58. Gone For Eternity

Start from the beginning
                                    

"Oh." His chair slid over the floor, creating an awful sound. "Okay, do you want to talk to anyone else? Your brothers or...?" I flinched at the pain in his voice, piercing my lip hard to not beg him to stay with me.

"No, I just want to be alone."

He sighed deeply. "Okay, as you wish, princess."

I listened closely to his footfalls as he fled the room and closed the door behind him. I released a breath and repositioned myself on the bed so I could watch comfortable out the half-covered window. The snow and the gray clouds blanketed the town in a shadow like an enormous comfy sheet.

"She doesn't want anyone in there." Anthony's voice ran out on the other side of the door and made my arms shake in need of hold around him and cry out on his shoulders, but I didn't. I just glanced out into the grey world and kept my eyes as dry as the Sahara.

"But we're her bothers! We have also lost a mother!" Liam's angry voice clasped back at him.

"She doesn't want anyone with her right now and you should respect that. I know that it's also your mom who's gone, but Nina is a bit more sensitive."

"Don't you think this is hard on me? My own mother killed herself in front of my little sister on her birthday! She needs someone to talk to and who is better than me right now?" Liam asked sternly.

"She said she wanted to be alone. Don't you want to respect that?" Anthony said smoothly.

There was a pause where I could catch my breath.

"Of course I respect that, but still, she's my sister. I should be there for her, not stand on the other side of a damn white door!"

I shut my eyes and inhaled, slow and steady, while my eyes wetted my cheeks as time went by. I sealed out the rest of their conversation, waiting for my hot-headed brother to burst through the entrance and come racing to me.

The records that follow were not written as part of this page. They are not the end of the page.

PR #3724, opened 2023-06-12
[FlashImage] add flashing recovery  image

Dima73:


littlesat:
I think we should not do this…. First get it alligned. I prefer having a kind of recovery image or make the slot 1 a normal slot and arrange the other slots are somehow backed up on HDd/usb in a stealthy way via e.g. ofgwrite

littlesat:
See my comments. As it is now it is better not to get this exception slot flashed.

PR #3725, opened 2023-06-16
[Satconfig] Reword "Connected"

AbuBaniaz:
Include wording that is in hint text


AbuBaniaz:
Some people deduced if thy were being asked if a signal wire was was connected to the tuner.  If you have a wire `connected` to the tuner, you say no to the `Connected` question. By expanding the field, it is clearer what the question is asking.

Connected through another tuner

PR #3733, opened 2023-06-23
[About] not visible str(fp_version).startswith("0")

Dima73:
gbquad4k login: root
root@gbquad4k:~# python
>>> ret = open("/proc/stb/fp/version", "r").read()
>>> ret
'0\n'


littlesat:
Maybe better use strip() what comes back in the line above and then ensure it is a string also over there and check for "0". Maybe better then do it with startswith().

Dima73:
My version works with both string and number.

littlesat:
It works but with strip() instead of startswith() it works always...

littlesat:
Please use strip to get rid of the extra \n the gigablue returns that is more universal solution

PR #3736, opened 2023-07-01
Fix ntpdate-sync crontab entry never written

scriptmelvin:


littlesat:
Can you please describe why this exactly is needed?

scriptmelvin:
Because `/var/spool/cron/crontabs/root` exists but is empty after a fresh flash without backup restore, so the next line that writes the crontab entry never gets executed.

littlesat:
Good point!!! And good finding... Thanks!!!
Next time maybe also describe it in the merge request 😀

scriptmelvin:
I described it in the forum, I thought that was enough. Will describe in next PR, thanks.

PR #3739, opened 2023-07-04
Update menu.xml

badsystem:
This is required to display the icon in main-setup, as in the main-menu. https://www.mediafire.com/view/4w2u8yxhjet4f5r/%25D0%2591%25D0%25B5%25D0%25B7_%25D0%25BD%25D0%25B0%25D0%25B7%25D0%25B2%25D0%25B8-2.png/file https://www.mediafire.com/file/hr3tpgvksia2hko/809.jpg/file

### DIFF
--- a/data/menu.xml
+++ b/data/menu.xml
@@ -32,6 +32,8 @@
 				<item text="Automatic scan" entryID="auto_scan" conditional="nimmanager.somethingConnected()"><screen module="ScanSetup" screen="ScanSimple"/></item>
 				<item text="Manual scan" entryID="manual_scan" conditional="nimmanager.somethingConnected()"><screen module="ScanSetup"/></item>
 				<item text="Fallback remote receiver setup" entryID="fallbacktuner_settings"><screen module="SetupFallbacktuner"/></item>
+				<item text="Signal finder" entryID="satfinder"><screen module="Satfinder"/></item>
+				<item text="FastScan" entryID="fastscan"><screen module="FastScanScreen"/></item>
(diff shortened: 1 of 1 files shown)


badsystem:
I'm sorry. Instead of deleting the message, I deleted the pull request

WanWizard:
@littlesat Is this ok?

Afaik these two are plugins. If this is hardcoded, then the menu entries remain after you removed the plugin, which might lead to crashes?

badsystem:
Crashes really happen when plugins are removed, they remain in the menu.

Dima73:
return [(_("FastScan"), FastScanMain, "fastscan", None)]
"fastscan"(this icon) isn't that the same?

WanWizard:
> Crashes really happen when plugins are removed, they remain in the menu.

That is my point. On a box without DVB-S, the fastscan plugin isn't installed, and both are not required for Enigma to function so can be removed by the user.

Dima73:
> > Crashes really happen when plugins are removed, they remain in the menu.
> 
> That is my point. On a box without DVB-S, the fastscan plugin isn't installed, and both are not required for Enigma to function so can be removed by the user.

I don't need this plugin at all.
I delete it right away.

littlesat:
It are plugins so it is not a good idea to put them in the menu.xml. You can remove them. So when a icon is missing it should be resolved a different way inside the plugin or we need to put it in standard code somehow. I have not any idea how it should be resolved in the plugin...

PR #3745, opened 2023-08-06
[Ci] add boot delay/extra_nigh bitrate

Dima73:
thanks @jbleyel


littlesat:
What does it resolve/what does it do/why is this needed?
I gamble it does work-a-round initiation issues and had also something else with high rate to it is a solution and an improvement in one commit. But as I gamble it will likely resolve init issues for ci I merged it.

PR #3746, opened 2023-08-06
[filepush] revert back to 2020-11-23

Dima73:


jbleyel:
Hi @Dima73 , what's the reason for this change?

Dima73:
> Hi @Dima73 , what's the reason for this change?

[Enigma 2 freezes "[eFilePushThreadRecorder] thread could not be stopped!" VU+ DUO 4K SE](https://forums.openpli.org/topic/95724-enigma-2-freezes-efilepushthreadrecorder-thread-could-not-be-stopped-vu-duo-4k-se/)

littlesat:
Please give more information? I do not understand why this needs to be reverted

WanWizard:
I disagree with a blanket revert of a three year old commit without knowning what the problem is, and with a fat chance of breaking other things.

littlesat:
That were also my thoughts... and I can confirm the revert breaks streamconvert for vu+.

AbuBaniaz:
We reverted these on ViX as they caused issues with recording. They were added to ViX on Jan 23, 2021 and reverted on Feb 7, 2021. IIRC, there was discussion on PLI forum about this at time. As no indication on fixing the underlying issue, the reliability of recordings and system stability led to reverting the changes.

We have not had any issues on Vix with omission of the broadcom encoding changes

@SimonCapewell had added these, if they are of use
https://github.com/OpenViX/enigma2/commit/3172dd4b978dcd692cb8291b6c3e95c718d2b661
https://github.com/OpenViX/enigma2/commit/d93ddcd81f25972e6b4933278d6ca5f52806286c

WanWizard:
I don't debate reverting it could or would fix it. I only think finding the bug and fixing it is a better approach, especially since the number of people using streaming by far outweighs the few reporting a recording issue that can't be reproduced by other,

In dutch we call this "throwing the baby out with the bath water"...

Dima73:
` breaks streamconvert for vu+`
This patch does not affect this in any way.

littlesat:
But nobody tels here how we can verify/confirm recording issues. What triggers it and I never experience it. So it is simply not clear why we should revert it. And in a statistical way for years we did not get any reports. So before a revert/fix we we need to know what triggers it. 'Just revert' is finding that a change 'triggered' an issue but does not mean it resolved the issue...

Dima73:
[eriksl](https://github.com/OpenPLi/enigma2/commits?author=eriksl) knows all the details and is aware of this issue.
For three years no solution has been found.
Over the years, users have complained many times about the freezing of the receiver and it has always been a recording.
So conclusions can be drawn.

littlesat:
I never heard about this issue and for now I have no idea how to trigger/verify it. So no cause is known. Reverting back is attack the symptom and not the problem.
Please get a better problem description. At least we need some instruction to be able to verify/trigger it ourselves.

Dima73:
> I never heard about this issue and for now I have no idea how to trigger/verify it. So no cause is known. Reverting back is attack the symptom and not the problem.
> Please get a better problem description. At least we need some instruction to be able to verify/trigger it ourselves.

I don't have such problems.
But I pointed out where they come from.

AbuBaniaz:
You must have missed the posts/discussion on forum then.

I can reproduce the problem on my duo4k. I will try and connect it and repeat the test again within few days. For me, it happens after you record several channels.

ims21:
> You must have missed the posts/discussion on forum then.
> 
> I can reproduce the problem on my duo4k. I will try and connect it and repeat the test again within few days. For me, it happens after you record several channels.

I am using my Duo4K for recording many channels in same time, in same time is streaming from Duo4k and no any problems...

PR #3747, opened 2023-08-08
[eDVBServiceRecord] fix some recording issues

Dima73:
- do not create cuts file if there is no recording
- do not create access points if there is no recording file

thanks @jbleyel


littlesat:
I hate to do the return when the file does not exits. I prefer to do the check if file exists and intend the rest what should be done. But it makes sense

PR #3750, opened 2023-08-12
[Navigation] recordService print ref.toString()

Dima73:


littlesat:
As far I can see it Conley prints some comments in the debug log so does not have a real functionality. And why did you put the if lower in the code?

WanWizard:
Wild guess: because "ref" was used before it was assigned? :grin:

Dima73:
before
[Navigation] recording service: <enigma.eServiceReference; proxy of <Swig Object of type 'eServiceReference *' at 0xb10946c8> >
[Navigation] recording service: <enigma.eServiceReference; proxy of <Swig Object of type 'eServiceReference *' at 0xb10946f8> >

PR #3753, opened 2023-08-17
[UsageConfig] Add qaf to original language

Dima73:


Huevos:
I think you have made a "gaf"... opps, I mean "gaffe". LOL.

WanWizard:
Indeed. 

Should it be "qaf" or "gaf"? In the first case the commit is wrong, in the second case the commit text is wrong... :grin:

PR #3761, opened 2023-08-27
About.py: Fix wrong driver date dm8000

Hains:
Due to an appended 'a' in driver date, driver date is displayed as '014-60-4a'. Increase sliding window to fix this.

### DIFF
--- a/lib/python/Components/About.py
+++ b/lib/python/Components/About.py
@@ -150,7 +150,7 @@ def getDriverInstalledDate():
 	try:
 		from glob import glob
 		try:
-			driver = [x.split("-")[-2:-1][0][-8:] for x in open(glob("/var/lib/opkg/info/*-dvb-modules-*.control")[0], "r") if x.startswith("Version:")][0]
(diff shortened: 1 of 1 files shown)


littlesat:
A bit tricky solution. What is the unexpected input string? Maybe we can find a better solution?

Hains:
it can do without the last slider [-8:]. Then date is still 2014-06-04a.
Problem is, I don't know what it does to other boxes?

The complete input string is 

`Version: 3.2-20140604a-r7`

BTW.

Hains:
Tested with Gigablue4KTrio and can also without [-8:]

So this:

`driver = [x.split("-")[-2:-1][0] for x in open(glob("/var/lib/opkg/info/*-dvb-modules-*.control")[0], "r") if x.startswith("Version:")][0]`

littlesat:
Maybe just take the date part and then limit it to 8 first characters...? So the a is always not taken

Hains:
New PR.

littlesat:
Why not just [:8] to take the first 8 characters from the date part? Instead of keeping the last 8 characters?

PR #434, opened 2019-01-28
removes cloning (Idk if this will work)_

companoo:
how do i test shit guys

### DIFF
--- a/code/modules/research/techweb/all_nodes.dm
+++ b/code/modules/research/techweb/all_nodes.dm
@@ -396,14 +396,6 @@
 	export_price = 5000
 
 ////////////////////////Medical////////////////////////
-/datum/techweb_node/cloning
-	id = "cloning"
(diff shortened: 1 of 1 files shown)


improvedname:
doesn't matter, it auctally functions in fact 👏  now speedmerge

companoo:
i actually figured out how to test shit and can confirm this removes cloning

UndeadNappist:
This just removes it from the techweb node, not the circuit board or a bunch of other stuff from mapping or other discreet parts of code.

This also leaves the alternative methods of revival.

If you want to update cloning, I would recommend replacing all acquirable cloning devices with experimental cloning instead ; it grabs a random ghost for your new clone instead of the original and, I believe, can also be used to make multiple clones of the same person.

Leave cloning in for now as it's plugged into a bunch of other stuff unless you want to do a very thorough cleanup.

He never appeared and the voices left was taken elsewhere by the quietness. I sighed deeply, bending my fingers together over my lap and glancing down at the begging glass of water. I stretched my fingers away from each other again and struck for the glass on the nightstand, twisting my whole torse over trying to reach it.

My fingertips just grazed against the cold glass, crushing me right back in the bed again. I took a deep breath and tried again, rotating my torso and reaching for the glass, hoping for another result.

Another time failure was in my sight and I rolled back in the bad again. I stirred in my seat, moving closer to the edge. My throat was yearning for something to glide down and shut off its thirst.

My hands clutched the thin glass and hoisted it from the table. My arm leaped from the surprise of its weight, but quickly stabilized it again and lifted it up to my lips to take a long slurp. Liquid poured down my throat, carrying a pleasant feeling behind it and pacifying my burning throat.

I gazed up at the wall. The oh so dull white wall there just appeared to gawk at me too. I turned and caught my reflection in a miniature mirror. My father's face was staring back at me, grinning.

"You killed her!"

My hands traveled up to deposit over my ears and I gently bowed my head.

"It's all your fault!"

"No!" I glimpsed up and meet his glare. "You killed her! Not me!"

The reflection blurred back to me. I was now watching me and not him and he was no longer staring at me. "This wasn't my fault," I whispered to myself, running my fingertip over my bare lips.